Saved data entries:
Issue #441, opened 2019-11-17
API api/systeminfo/volumes does't work


qinhang3:
I deploy Harbor in Kubernetes by helm.
Then I found volumes infomation can't show in page /harbor/projects.
I found API api/systeminfo/volumes returns
`{
  "storage": {
    "total": 0,
    "free": 0
  }
}
`
.
The core module logs:
```
2019-11-17T14:26:29Z [INFO] [/replication/registry/healthcheck.go:60]: Start regular health check for registries with interval 5m0s
2019-11-17T14:26:29Z [DEBUG] [/core/filter/sessionchecker.go:22]: Mark the request as no-session
2019-11-17T14:26:29Z [DEBUG] [/core/filter/security.go:227]: OIDC CLI modifier only handles request by docker CLI or helm CLI
2019-11-17T14:26:29Z [DEBUG] [/core/filter/security.go:445]: got user information from session
2019-11-17T14:26:29Z [DEBUG] [/core/filter/security.go:451]: using local database project manager
2019-11-17T14:26:29Z [DEBUG] [/core/filter/security.go:453]: creating local database security context...
2019-11-17T14:26:29Z [WARNING] [/core/systeminfo/imagestorage/filesystem/driver.go:51]: The path /data is not found, will return zero value of capacity
2019/11/17 14:26:29 [D] [server.go:2774] | 192.168.50.139| 200 |     2.7774ms|   match| GET      /api/systeminfo/volumes   r:/api/systeminfo/volumes
```
But there is no any volumes mount at `/data` in core's pod.
By the way, I try to mount sth at /data. Then the volume info can be show on the page .
Here is my deploy script:
```
helm install --name my-release --set \
expose.type=ingress,\
expose.ingress.hosts.core=reg.xxx.com,\
persistence.resourcePolicy=,\
persistence.persistentVolumeClaim.database.existingClaim=harbor-database-pvc,\
persistence.persistentVolumeClaim.registry.existingClaim=harbor-registry-pvc2,\
persistence.persistentVolumeClaim.chartmuseum.existingClaim=harbor-chartmuseum-pvc,\
persistence.persistentVolumeClaim.jobservice.existingClaim=harbor-jobservice-pvc,\
persistence.persistentVolumeClaim.redis.existingClaim=harbor-redis-pvc,\
externalURL=https://reg.xxx.com:31817,\
expose.tls.secretName=xxx-ssl \
harbor/harbor
```
Looking forward to your reply.

[...]

PR #558, opened 2020-04-09
Add extra configuration parameters

usualstuff:
This adds the following parameters to all deployments\stateful sets:
- extraInitContainers
- extraContainers
- extraVolumeMounts
- extraVolumes

This will allow the users to extend functionality of the chart when needed.
It will allow to solve many current issues such as:
- adding custom CA certificates (e.g. `full-strict` connection for postgres)
- adding custom sidecar containers (e.g enabling TLS encryption for redis)
- adding dependency health checks to prevent multiple restarts of pods

At quick glance there is some need for this right now:
https://github.com/goharbor/harbor-helm/issues/549
https://github.com/goharbor/harbor-helm/issues/529
https://github.com/goharbor/harbor-helm/issues/445
https://github.com/goharbor/harbor-helm/pull/555
https://github.com/goharbor/harbor-helm/pull/530
https://github.com/goharbor/harbor-helm/pull/273

PR #911, opened 2021-03-24
allow extraVolumes and extraVolumeMounts on core

mcmartins:
We've deployed harbor using helm 3 on a 1.18 Kubernetes cluster:

```
NAME  	NAMESPACE	REVISION	UPDATED                                	STATUS  	CHART       	APP VERSION
harbor	harbor   	7       	2021-03-24 10:36:22.909063483 +0000 UTC	deployed	harbor-1.6.0	2.2.0      
```
Our storage for the registry, chartmuseum and jobservice is a NFS (ReadWriteMany) solution.

When we access the GUI, the storage gauge on the right appears with a NaN GB.

When using a ReadWriteMany storage solution, I believe this solves this issue: API api/systeminfo/volumes does't work #441 

By mounting the same storage as extraVolume on the core component:

```
core:
  image:
    repository: goharbor/harbor-core
    tag: v2.2.0
    ...
    # Extra volumes to add to the deployment
    extraVolumes:
      - name: registry-data
        persistentVolumeClaim:
          claimName: nfs-harbor-dev-pvc
    # Extra volume mounts to add to the container
    extraVolumeMounts:
      - mountPath: /data
        name: registry-data
        subPath: core
```

Thanks,
Manuel

### DIFF
--- a/templates/core/core-dpl.yaml
+++ b/templates/core/core-dpl.yaml
@@ -124,6 +124,9 @@ spec:
         {{- if .Values.caBundleSecretName }}
 {{ include "harbor.caBundleVolumeMount" . | indent 8 }}
         {{- end }}
+{{- with .Values.core.extraVolumeMounts }}
+{{ tpl (. | toYaml) $ | indent 8 }}
+{{- end }}
 {{- if .Values.core.resources }}
         resources:
 {{ toYaml .Values.core.resources | indent 10 }}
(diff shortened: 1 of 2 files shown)


mcmartins:
Just looking around now and I believe the Pull Request `Add extra configuration parameters #558` includes this one, so I'm happy if this one is ignored and the #558 is progressed ;)

rgarcia89:
Where are we with this MR?
I could also need this to mount secrets via the Hashicorp Vault CSI into the core.

Kajot-dev:
We could allow this also on portal containers since there is "setting.json" inside which could be modified that way

Jacq:
This looked promising but was never merged nor rejected, this approach could be apply for all components, for trivy it has been just merged in  #2350.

> **About this exercise**: Write out the data above again, word for word.

> **Solution to this problem**:
Issue #441, opened 2019-11-17
API api/systeminfo/volumes does't work


qinhang3:
I deploy Harbor in Kubernetes by helm.
Then I found volumes infomation can't show in page /harbor/projects.
I found API api/systeminfo/volumes returns
`{
  "storage": {
    "total": 0,
    "free": 0
  }
}
`
.
The core module logs:
```
2019-11-17T14:26:29Z [INFO] [/replication/registry/healthcheck.go:60]: Start regular health check for registries with interval 5m0s
2019-11-17T14:26:29Z [DEBUG] [/core/filter/sessionchecker.go:22]: Mark the request as no-session
2019-11-17T14:26:29Z [DEBUG] [/core/filter/security.go:227]: OIDC CLI modifier only handles request by docker CLI or helm CLI
2019-11-17T14:26:29Z [DEBUG] [/core/filter/security.go:445]: got user information from session
2019-11-17T14:26:29Z [DEBUG] [/core/filter/security.go:451]: using local database project manager
2019-11-17T14:26:29Z [DEBUG] [/core/filter/security.go:453]: creating local database security context...
2019-11-17T14:26:29Z [WARNING] [/core/systeminfo/imagestorage/filesystem/driver.go:51]: The path /data is not found, will return zero value of capacity
2019/11/17 14:26:29 [D] [server.go:2774] | 192.168.50.139| 200 |     2.7774ms|   match| GET      /api/systeminfo/volumes   r:/api/systeminfo/volumes
```
But there is no any volumes mount at `/data` in core's pod.
By the way, I try to mount sth at /data. Then the volume info can be show on the page .
Here is my deploy script:
```
helm install --name my-release --set \
expose.type=ingress,\
expose.ingress.hosts.core=reg.xxx.com,\
persistence.resourcePolicy=,\
persistence.persistentVolumeClaim.database.existingClaim=harbor-database-pvc,\
persistence.persistentVolumeClaim.registry.existingClaim=harbor-registry-pvc2,\
persistence.persistentVolumeClaim.chartmuseum.existingClaim=harbor-chartmuseum-pvc,\
persistence.persistentVolumeClaim.jobservice.existingClaim=harbor-jobservice-pvc,\
persistence.persistentVolumeClaim.redis.existingClaim=harbor-redis-pvc,\
externalURL=https://reg.xxx.com:31817,\
expose.tls.secretName=xxx-ssl \
harbor/harbor
```
Looking forward to your reply.

[...]

PR #558, opened 2020-04-09
Add extra configuration parameters

usualstuff:
This adds the following parameters to all deployments\stateful sets:
- extraInitContainers
- extraContainers
- extraVolumeMounts
- extraVolumes

This will allow the users to extend functionality of the chart when needed.
It will allow to solve many current issues such as:
- adding custom CA certificates (e.g. `full-strict` connection for postgres)
- adding custom sidecar containers (e.g enabling TLS encryption for redis)
- adding dependency health checks to prevent multiple restarts of pods

At quick glance there is some need for this right now:
https://github.com/goharbor/harbor-helm/issues/549
https://github.com/goharbor/harbor-helm/issues/529
https://github.com/goharbor/harbor-helm/issues/445
https://github.com/goharbor/harbor-helm/pull/555
https://github.com/goharbor/harbor-helm/pull/530
https://github.com/goharbor/harbor-helm/pull/273

PR #911, opened 2021-03-24
allow extraVolumes and extraVolumeMounts on core

mcmartins:
We've deployed harbor using helm 3 on a 1.18 Kubernetes cluster:

```
NAME  	NAMESPACE	REVISION	UPDATED                                	STATUS  	CHART       	APP VERSION
harbor	harbor   	7       	2021-03-24 10:36:22.909063483 +0000 UTC	deployed	harbor-1.6.0	2.2.0      
```
Our storage for the registry, chartmuseum and jobservice is a NFS (ReadWriteMany) solution.

When we access the GUI, the storage gauge on the right appears with a NaN GB.

When using a ReadWriteMany storage solution, I believe this solves this issue: API api/systeminfo/volumes does't work #441 

By mounting the same storage as extraVolume on the core component:

```
core:
  image:
    repository: goharbor/harbor-core
    tag: v2.2.0
    ...
    # Extra volumes to add to the deployment
    extraVolumes:
      - name: registry-data
        persistentVolumeClaim:
          claimName: nfs-harbor-dev-pvc
    # Extra volume mounts to add to the container
    extraVolumeMounts:
      - mountPath: /data
        name: registry-data
        subPath: core
```

Thanks,
Manuel

### DIFF
--- a/templates/core/core-dpl.yaml
+++ b/templates/core/core-dpl.yaml
@@ -124,6 +124,9 @@ spec:
         {{- if .Values.caBundleSecretName }}
 {{ include "harbor.caBundleVolumeMount" . | indent 8 }}
         {{- end }}
+{{- with .Values.core.extraVolumeMounts }}
+{{ tpl (. | toYaml) $ | indent 8 }}
+{{- end }}
 {{- if .Values.core.resources }}
         resources:
 {{ toYaml .Values.core.resources | indent 10 }}
(diff shortened: 1 of 2 files shown)


mcmartins:
Just looking around now and I believe the Pull Request `Add extra configuration parameters #558` includes this one, so I'm happy if this one is ignored and the #558 is progressed ;)

rgarcia89:
Where are we with this MR?
I could also need this to mount secrets via the Hashicorp Vault CSI into the core.

Kajot-dev:
We could allow this also on portal containers since there is "setting.json" inside which could be modified that way

Jacq:
This looked promising but was never merged nor rejected, this approach could be apply for all components, for trivy it has been just merged in  #2350.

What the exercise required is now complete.